Eldest son of solicitor Henry Charles Lewis Bebb and Jessie Green (daughter of John "Paddy" Green of Evans Hotel, Covent Garden), Charles was born on 10 April 1862 at 11 Silchester Road, Kensington, London, England, where he spent his childhood. Notting Hill, London, England. He later claimed he was born 10 April 1856 on his US Naturalisation papers (8 December 1920). He was educated privately and he stated that he attended the University of Lausanne, and then studied at the School of Mines in London. In 1881, he was listed on the UK census as a Law Student living with his Aunt, Alice Green in Lee, London.

After a stint in South Africa as a railroad construction engineer, Bebb returned to London (17 February 1885) aboard R.M.S. "Athenian" and instead of going to Australia to join his father, he came to the United States as an Engineer (Philadelphia, Pennsylvania, 15 April 1885 aboard "British Prince") and lived as a boarder in Chicago, listing as a Surveyor. He said that he joined the Illinois Terra Cotta Lumber Company where he became involved in the development of fireproofing materials. In 1887, Bebb went to work for Chicago architects Adler and Sullivan as a superintending architect at 118 Dearborn Street (1887), Takoma Building (1889) and 1600 Auditorium Building (1890). He came to Seattle in 1891 (Griffith House) to superintend construction of the firm's Seattle Opera House, but the project did not go forward and Bebb returned to Chicago. While in Chicago, he married (21 November 1888) Virginia Rutler Bush (née Burns) adopting her son Joseph Crispia Bush (Bebb).

Bebb came permanently to Seattle in 1893 and went to work for the Denny Clay Company, which, with his assistance, began to produce architectural terra cotta. Bebb always saw himself as an architect, and he was an early member of the Washington State Chapter of the AIA, founded in 1894. By 1898, Bebb opened his own architectural practice. His early projects reflected the influence of Louis Sullivan in the use of terra cotta ornament with "Sullivanesque" designs.

In February 1901, Bebb joined with Louis L. Mendel to form Bebb and Mendel.
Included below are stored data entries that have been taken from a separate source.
PR #832, opened 2013-05-28
remove all sources and update README

diederich:
This PR removes all sources and updates the README to state that three20 is not maintained anymore.

It seems there are still new iOS developers that pick up three20 from somewhat old blog posts or tutorials and then ask questions about it on stackoverflow. By removing all sources and updating the readme it should become clear that three20 is at the end of its lifetime.

I'd propose to merge this PR into development-branch, after that merge the new development branch into master. 
Optionally, one could do a final release (merge development to master, tag 1.0.12). If someone feels like maintaining or merging one of the open PR, this commit could ofc be reverted on development later.

What do you think?


aporat:
:+1: for the heads up for new developers

I suggest deleting the development branch completely, and add a huge note on the master's README file saying "three20 is no longer maintained" (but keep the entire README content as is). if you have access to the repo's admin, it also would be nice to remove the issues tab, so developers won't be able to open issues.

a warning on the README should be enough in my opinion. i don't see a reason to delete the entire source code from the master branch. it doesn't hurt anyone as long as the warning is big enough.

diederich:
Thanks for the feedback.

I'm not sure a warning in the README is enough, people seem to miss warnings from time to time, and ofc it can be easily missed by updating only a submodule. Having no source anymore should be quite clear :-)
Is there a reason to keep the README and the source?

It might be a good idea to make the issues read-only, but I'm not sure this is possible. It also doesn't hurt that much, at least if no one is spammed by the mails :-)

Regarding development branch, I guess you're right. If people still need to fix stuff, they can do it in their own clones.

http://github.com/Three20 is also still open and should probably be closed down. @jverkoey are you in control of it?

phillipuniverse:
+1. As much as it makes me sad to see it go this seems like the most appropriate option so people don't continue to use non-maintained code.

I am for deleting the source code on the main branch in GH (master, currently) so that it's very obvious that it's no longer maintained. Here is what I would do:
- Merge in #833 into master
- Update the README on all branches saying that it's no longer maintained (keep code and remainder of README intact)
- Make a new branch off of 'master' called something like 'non-maintained' I dunno
- In the README of the 'non-maintained' branch, delete all source code and in the README tell people that this project is no longer maintained by anyone
- Change the settings in the GH repo such that the 'non-maintained' branch is the new default. This ensures that people who go to github.com/facebook/three20 see the deleted source code first.

Someone should also update http://three20.info to make this really obvious as well. I assume @jverkoey owns that?

One other nice thing would be to let people know alternatives to Three20 (Nimbus and AFNetworking come to mind) that have been kept up.

diederich:
@phillipuniverse Thanks for the input.

What we basically want to achieve is that _everyone_ gets three20 isn't maintained anymore. This should be clear when 
1) going to the facebook/three20 github page
2) someone updates their git submodules.

1) can be achieved by cleaning up a branch and setting it as the default branch. (either master, or the proposed non-maintained)
2) must be done on the branch most people have checked out. So this is probably master or development. 

I've updated the README.md to point to Nimbus (and to the migration guide), as well as how to get back to the version before we removed all sources.

Recap:
- merge #833 to master to mark the final 'release'
- merge this PR to shut-down development-branch
- merge development to master (to cleanup master as well)
- (optional: if someone really wants to do further bugfixing, revert this PR merge on development after merge to master, so that development can just go on :-))

diederich:
:metal:

rtwomey:
happy_dog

Over the next thirteen years their firm was one of the leading architectural practices in Seattle, designing homes, hotels, office buildings and institutional, commercial and industrial structures. The Hoge Building (1909–11) was Seattle's tallest when it was completed, but it was passed three years later by the Smith Tower.

In early 1914, Bebb and Mendel dissolved their partnership. By mid-1914, Bebb had formed a new partnership, Bebb and Gould with Carl F. Gould. Their partnership agreement gave primary responsibility for management, engineering, specifications and construction to Bebb; planning and design, though the responsibility of both partners, were primarily allocated to Gould. The firm's early success in winning the commission for the University of Washington campus plan propelled it to prominence and Bebb and Gould won many significant institutional commissions over the next two decades.
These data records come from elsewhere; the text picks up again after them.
PR #309, opened 2026-04-28
fix(validate): add inline backtick span validation

hireblackout:
## Summary

- Add `extract_inline_codes()` function that strips fenced code blocks before extracting inline backtick spans
- Add `validate_inline_codes()` validator that errors when inline codes are lost and warns when added
- Wire validation into `validate()` function alongside existing checkers
- Add 11 unit tests covering extract, validate, and integration scenarios

## Problem

The `validate()` function performs structural integrity checks on compressed markdown by validating:
- Fenced code blocks
- URLs
- File paths
- Headings
- Bullet counts

However, inline backtick spans (`code`) are not validated. A compressor that drops or modifies inline references such as:
- `rm -rf /`
- `~/.claude/settings.json`
- `ANTHROPIC_API_KEY`

...passes validation undetected, causing silent data loss.

## Solution

Implement two new functions:

### extract_inline_codes(text)
```python
def extract_inline_codes(text):
    text_without_fences = re.sub(r"^```[\s\S]*?^```", "", text, flags=re.MULTILINE)
    text_without_fences = re.sub(r"^~~~[\s\S]*?^~~~", "", text_without_fences, flags=re.MULTILINE)
    return re.findall(r"\`([^\`]+)\`", text_without_fences)
```
- Strips fenced blocks first to avoid double-counting
- Extracts all inline backtick spans using regex

### validate_inline_codes(orig, comp, result)
- Compares sets of inline codes between original and compressed
- Errors if any code present in original is absent in compressed (data loss)
- Warns if any code in compressed is absent in original (unintended addition)

## Files Changed

- `caveman-compress/scripts/validate.py` — Add extraction + validation functions + wire into validate()
- `tests/test_validate_inline.py` — Add 11 test cases

## Testing

```bash
$ python3 -m unittest tests.test_validate_inline -v
test_fenced_blocks_excluded ... ok
test_inline_only ... ok
test_mixed_content ... ok
test_empty ... ok
test_match ... ok
test_lost ... ok
test_added ... ok
test_empty_orig ... ok
test_both_empty ... ok
test_validate_inline_codes_wired ... ok
```

PR #619, opened 2026-07-02
fix(caveman-compress): protect code by construction (mask-and-splice), force UTF-8 file I/O + integrity gate, fix inline-code extractor fence bug

FatalMerlin:
**Title:** fix(caveman-compress): protect code by construction (mask-and-splice), force UTF-8 file I/O + integrity gate, fix inline-code extractor fence bug

**Disclosure:** this PR (diagnosis, patches, and tests) was drafted by Claude (Anthropic's Claude Code). I (@FatalMerlin) hit each of these failures directly on real files, worked through the fixes with Claude, reviewed the diagnosis and the diffs myself, and I'm signing off on them as accurate and correct before submitting — this is a reviewed and approved contribution, not raw unreviewed model output. (The third commit, the UTF-8 fix, was surfaced the same way: a real batch-compression run on a set of memory files.)

## Summary

- `extract_inline_codes()` used a fragile, column-0-anchored regex to strip fenced blocks before scanning for inline code. Any fence not flush-left (e.g. indented under a list item) was invisible to it, and the fallback then paired backticks *across* the fence, producing garbage tokens instead of the real inline code (repro + regression test in the diff).
- More fundamentally: code preservation during compression was only ever a **prompt instruction** to the compression model (`build_compress_prompt`'s "do NOT modify code blocks/backticks" rules), then checked byte-exact after the fact by `validate.py`. That's asking a non-deterministic model to behave, not guaranteeing it — on my install this currently means a hard fail + discard after 2 retries on real code-dense files, rather than silent corruption, but the underlying gap is the same one #112 reported.
- **Sibling gap in the file layer:** the same "protect it, but only softly" problem existed for **non-ASCII prose**, one level down from the model. The skill's file I/O read/wrote with no explicit `encoding=`, so on Windows it fell back to the locale codepage (cp1252). Prose characters outside cp1252 (`→`, `≠`) raised `UnicodeEncodeError` mid-write; characters *inside* cp1252 but not ASCII (em-dash `—`, curly quotes, bullet, ellipsis) were silently mis-encoded and the output became invalid UTF-8 while the run still exited 0 with "Validation passed" — the mask/validate layer only guards code and frontmatter, not general text integrity.

**Prior art / why this isn't a resubmit:** #309, #307, and #293 each tried fixing this bug class before (adding an inline-code check with its own from-scratch regex) and were closed unmerged; #481 fixed `extract_code_blocks` itself but didn't touch `extract_inline_codes`, so the bug above is still live on `main`. All of those were *detect-after-the-fact* approaches. This PR's masking commit is a different strategy — *prevent by construction* — so it's meant to complement/supersede that line of attempts, not repeat it.

## What this PR does

1. **Fix `extract_inline_codes`** (`validate.py`) to reuse the existing line-based `extract_code_blocks` fence extractor instead of its own regex, so both checks agree on what counts as "inside a fence."
2. **Add mechanical code protection** (`compress.py`): before the compression prompt is built, `mask_code()` replaces every fenced block and inline `` `span` `` with an opaque placeholder token (`⟦CVMN-CODE-n⟧` — non-markdown-active Unicode brackets, chosen so a whitespace-normalizing compressor can't fracture them). The model compresses prose + placeholders only, never real code. `unmask_code()` splices the originals back verbatim by index afterward.
3. **Fail closed on code**: if a placeholder is dropped, duplicated, or otherwise altered by the model, `unmask_code` raises `PlaceholderIntegrityError` and `compress_file` aborts before any backup/write — original file untouched, no partial or best-guess splice.
4. **Force UTF-8 file I/O + fail closed on text** (`compress.py`, `validate.py`, `detect.py`): pin `encoding="utf-8"` on every read/write in the skill so file I/O no longer depends on the host locale, and add a `UnicodeIntegrityError` gate before overwrite — the compressed output must round-trip encode/decode as UTF-8 and introduce no new `U+FFFD` versus the source, else abort without writing. Also reconfigure `stdout`/`stderr` to UTF-8 so the tool's own emoji status `print()`s don't crash on a cp1252 console.
5. **SKILL.md**: documents the masking step, and fixes a doc/behavior mismatch — the backup was described as `FILE.original.md` beside the source, but the code actually writes it out-of-tree under `$XDG_DATA_HOME/caveman-compress/backups/...` (intentional, so auto-loaders don't re-ingest it — just undocumented).

## Why this approach

Masking makes `validate_code_blocks` / `validate_inline_codes` structurally un-failable — the spliced-back text is byte-identical to the original by construction, so those checks become a backstop rather than the primary defense. The UTF-8 gate applies the same philosophy to prose: guarantee it at the I/O boundary and fail loudly if a future regression breaks it, instead of trusting the environment. No change needed to the validator itself. Existing `MAX_RETRIES` fix-pass logic is untouched.

## Testing

```
python3 -m unittest discover -s tests
```

- Added `tests/test_mask_code.py`: round-trip fidelity through a simulated aggressive rewrite, no real code leaking into the masked prompt text, fence-first masking so inline code inside a fence isn't double-masked, and three fail-closed cases (dropped placeholder, duplicated placeholder, no-op when nothing was masked).
- Added `tests/test_unicode_prose.py`: a deterministic mask → rewrite → write → reread round-trip over a fixture containing `— → ≠ … " ' •`, asserting the written file re-reads as valid UTF-8 with every character intact (fails on the pre-fix code).
- Added a regression test to `tests/test_validate_inline.py` (`test_indented_fence_not_leaked_as_inline_code`) pinning the extractor bug above.
- The encoding fix also cleared 4 pre-existing errors in `test_compress_safety.py` (emoji status `print()`s crashing on cp1252 stdout — same root cause).
- Full suite: **23 tests pass**, 0 failures, 0 errors.
- Beyond the unit tests, also ran the real `compress_file` pipeline end-to-end (via `claude --print`) against a synthetic code-dense markdown file (inline commands + a fenced YAML block with a comment) — output validated byte-identical on fenced blocks and inline code, including preserving a YAML comment the model would otherwise be inclined to strip. Repro file available on request if useful as a fixture; kept out of the diff since it's synthetic and not needed for the unit tests to pass.

### DIFF
--- a/skills/caveman-compress/SKILL.md
+++ b/skills/caveman-compress/SKILL.md
@@ -3,7 +3,7 @@ name: caveman-compress
 description: >
   Compress natural language memory files (CLAUDE.md, todos, preferences) into caveman format
   to save input tokens. Preserves all technical substance, code, URLs, and structure.
-  Compressed version overwrites the original file. Human-readable backup saved as FILE.original.md.
+  Compressed version overwrites the original file. Original backed up out-of-tree (see backup path below).
   Trigger: /caveman-compress FILEPATH or "compress memory file"
 ---
 
@@ -11,7 +11,7 @@ description: >
 
 ## Purpose
 
-Compress natural language files (CLAUDE.md, todos, preferences) into caveman-speak to reduce input tokens. Compressed version overwrites original. Human-readable backup saved as `<filename>.original.md`.
+Compress natural language files (CLAUDE.md, todos, preferences) into caveman-speak to reduce input tokens. Compressed version overwrites original. Original is backed up out-of-tree as `<filename>.original.md` under a platform-aware data dir (`$XDG_DATA_HOME/caveman-compress/backups/...` or `%LOCALAPPDATA%\caveman-compress\backups\...`), not beside the source file — this keeps skill/rule auto-loaders from re-ingesting the backup as a live file.
 
 ## Trigger
 
@@ -27,7 +27,12 @@ python3 -m scripts <absolute_filepath>
 
 3. The CLI will:
 - detect file type (no tokens)
-- call Claude to compress
+- mechanically mask fenced code blocks and inline `code` spans with opaque placeholder
+  tokens before sending anything to Claude — this is automatic and needs no model action;
+  it exists so code can't be mangled during compression, only spliced back verbatim after
+- call Claude to compress (it sees prose + placeholders, never the real code)
+- splice the real code back in by placeholder; abort with no changes if a placeholder was
+  dropped, duplicated, or altered (fail closed — never guess where code belonged)
 - validate output (no tokens)
 - if errors: cherry-pick fix with Claude (targeted fixes only, no recompression)
 - retry up to 2 times
@@ -107,5 +112,5 @@ Compressed:
 - NEVER modify: .py, .js, .ts, .json, .yaml, .yml, .toml, .env, .lock, .css, .html, .xml, .sql, .sh
 - If file has mixed content (prose + code), compress ONLY the prose sections
 - If unsure whether something is code or prose, leave it unchanged
-- Original file is backed up as FILE.original.md before overwriting
+- Original file is backed up as `<filename>.original.md` (out-of-tree, see backup path above) before overwriting
 - Never compress FILE.original.md (skip it)
--- a/skills/caveman-compress/scripts/compress.py
+++ b/skills/caveman-compress/scripts/compress.py
@@ -14,6 +14,21 @@ import sys
 from pathlib import Path
 from typing import List
 
+# Force UTF-8 for interactive console output. Windows text streams default to
+# the system codepage (commonly cp1252) when Python isn't in UTF-8 mode (see
+# the encoding notes throughout this file) -- without this, a bare print() of
+# a non-ASCII status glyph (the checkmark/cross-mark used on the pass/fail
+# paths below) raises UnicodeEncodeError and crashes the whole run instead of
+# reporting cleanly. errors="backslashreplace" only affects what a human sees
+# in a legacy console; it never touches file contents, which go through the
+# strict, gated UTF-8 file I/O below.
+for _stream in (sys.stdout, sys.stderr):
+    if hasattr(_stream, "reconfigure"):
+        try:
+            _stream.reconfigure(encoding="utf-8", errors="backslashreplace")
+        except (AttributeError, ValueError, OSError):
+            pass
+
 OUTER_FENCE_REGEX = re.compile(
     r"\A\s*(`{3,}|~{3,})[^\n]*\n(.*)\n\1\s*\Z", re.DOTALL
 )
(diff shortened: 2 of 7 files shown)


rajpratham1 (approved):
Nice improvement. Replacing prompt-only code preservation with placeholder masking makes the behavior much more robust, and the fail-closed integrity checks are a sensible safeguard. The regression fix for inline code extraction and the accompanying test coverage help make the change easier to trust. The documentation updates also stay in sync with the implementation. I didn't notice any issues in the changes shown.

FatalMerlin:
> Nice improvement. Replacing prompt-only code preservation with placeholder masking makes the behavior much more robust, and the fail-closed integrity checks are a sensible safeguard. The regression fix for inline code extraction and the accompanying test coverage help make the change easier to trust. The documentation updates also stay in sync with the implementation. I didn't notice any issues in the changes shown.

Thank you, I am glad to hear that. It was important to me to only submit this as a proper fix. I already managed to verify this "in production" by using the patch locally to correctly compress the files it had previously tripped on repeatedly :)

AmirF194:
This is a good change, and mask-and-splice is the right call: enforcing preservation structurally instead of asking the model and validating after is a real step up from the prior attempts you cite. A few things I checked.

- The `extract_inline_codes` regression test genuinely fails on main. I ran the old column-0 extractor against your indented-fence input and it returns `['sh\n  echo ', ...]` garbage instead of `['kubectl get pods']`, so that test is doing real work.
- The fail-closed logic in `unmask_code` covers dropped, duplicated, and unexpected placeholders, and aborting before backup/write is the right default.
- One scope note: the retry fix-pass (`build_fix_prompt`) runs on the already-unmasked body, so the "model never sees real code" guarantee only holds for the first pass. It stays safe because `validate()` byte-checks code blocks against the backup every iteration and restores the original on final failure, so the worst case is a clean abort rather than corruption. A one-line comment noting the guarantee is first-pass and the validator backstops the retry would save a future reader from assuming masking covers the whole loop.
- Minor: the inline regex `` `([^`\n]+)` `` won't handle double-backtick spans, but that matches the validator's own extractor, so at least they agree. Fine to leave.

Nice work, and thanks for laying out the prior art.

FatalMerlin:
@AmirF194 updated to add the requested comment :)

FatalMerlin:
Found a Unicode-corruption bug in this branch during real use on Windows while batch-compressing a set of memory files, fixed in 63008e9.

**Symptom:** compressing files that contain non-ASCII prose characters (em-dash `—`, arrows `→`, `≠`, curly quotes, bullet, ellipsis) either silently corrupted them or hard-crashed, depending on the character:

- characters that exist in cp1252 (em-dash, curly quotes, ...) were silently mis-encoded and the file became invalid UTF-8, while the run still exited 0 with "Validation passed"
- characters outside cp1252 (`→`, `≠`) raised `UnicodeEncodeError` mid-write

The mask-and-splice validator only checked code-fragment / frontmatter loss, so the silent case slipped straight through.

**Root cause:** the skill's file I/O (`compress.py`, `validate.py`, `detect.py`) called `read_text()` / `write_text()` with no explicit `encoding=`. On Windows that defaults to the locale codepage (cp1252 here, `PYTHONUTF8` unset), not UTF-8. The `claude --print` subprocess decode was already correctly pinned to UTF-8; only the file layer was missing it.

**Fix (63008e9):**

- pin `encoding="utf-8"` on every file read/write in the skill
- add a fail-closed `UnicodeIntegrityError` gate before overwrite: the compressed output must round-trip encode/decode as UTF-8 and introduce no new `U+FFFD` versus the source, else abort without writing
- reconfigure stdout/stderr to UTF-8 so the tool's own diagnostic `print()` lines (emoji status) stop crashing on cp1252 consoles (this also fixed 4 pre-existing test errors from the same root cause)

Tests: 22 → 23 (added `test_unicode_prose.py`, a deterministic mask → rewrite → write → reread round-trip over `— → ≠ … " ' •`), all green.

JuliusBrussee:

Bebb was among the early members of the Washington State Chapter of the American Institute of Architects. He served as the Chapter president in 1902, 1903 and 1904. He was elected a Fellow of the AIA in 1919.

Bebb was never directly involved in architectural education, but several years after Carl F. Gould became head of the architecture program at the University of Washington, Bebb provided funds for an award for an annual student competition called the "Bebb Prize."
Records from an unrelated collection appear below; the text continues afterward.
PR #621, opened 2026-07-03
feat(hooks): propagate caveman mode to subagents via SubagentStart

tompassarelli:
## Problem

SessionStart hook context reaches the parent thread only — it never propagates to Task-spawned subagents. So in an active caveman session, every subagent (Explore, custom agents, etc.) runs without the caveman ruleset and emits full-verbosity output, forfeiting the token savings exactly where output volume is highest.

## Fix

A SubagentStart hook (`src/hooks/caveman-subagent.js`) that re-reads the active caveman level from the same flag file the other hooks use and re-injects the ruleset into each spawned subagent via `hookSpecificOutput.additionalContext`. When caveman is off or the flag is absent it exits silently with no output. Fail-open everywhere: a hook error can never block a subagent spawn.

The pattern is borrowed from ponytail (MIT, [DietrichGebert/ponytail](https://github.com/DietrichGebert/ponytail)), which fixed the same parent-only-context gap for its own mode (their issue #252).

## Changes

- `src/hooks/caveman-subagent.js` — the hook (new)
- `.claude-plugin/plugin.json` — SubagentStart entry
- `bin/install.js` + `src/hooks/install.sh` — standalone-install wiring (idempotent, marker-guarded like existing hooks)
- `src/hooks/checksums.sha256` — new hook entry

## Verification

- `node --check` passes
- Flag absent → exit 0, no output
- Flag `full`/`ultra` → valid SubagentStart JSON, additionalContext starts with "CAVEMAN MODE ACTIVE — level: ..." (works both with plugin SKILL.md present and standalone fallback)
- `sha256sum -c src/hooks/checksums.sha256` passes
- `.codex/hooks.json` intentionally untouched — Codex has no SubagentStart equivalent


rajpratham1 (approved):
Looks good overall. The implementation consistently adds SubagentStart support across the plugin configuration, installers, and hook implementation, while preserving graceful fallback behavior if the hook cannot run. The approach of reusing the existing mode flag and injecting context through hookSpecificOutput.additionalContext fits the intended feature well. I didn't notice any functional issues in the changes shown. Nice addition!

In 1924, when Bebb was 68, he began to gradually reduce his participation in the firm. However, he remained a partner with a share in the practice until Gould's unexpected death in 1939. Bebb carried on by taking draftsman John Paul Jones into partnership and renaming the firm Bebb and Jones. This partnership was short-lived as Bebb died in June 1942. Thereafter Jones continued the firm as Jones and Bindon with new partner Leonard Bindon.